• Supplied information
PR #195, opened 2021-02-19
nodegl: add extern C to headers

jmoguillansky-gpsw:
Nodegl can be used from both C and C++ code.
This makes it much easier to use Node.GL from C++ code,
(and is a typical approach)


cboesch-gpsw:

• What the task asks
The entries above must be output exactly, with every line preserved.

• Task solution
PR #195, opened 2021-02-19
nodegl: add extern C to headers

jmoguillansky-gpsw:
Nodegl can be used from both C and C++ code.
This makes it much easier to use Node.GL from C++ code,
(and is a typical approach)


cboesch-gpsw:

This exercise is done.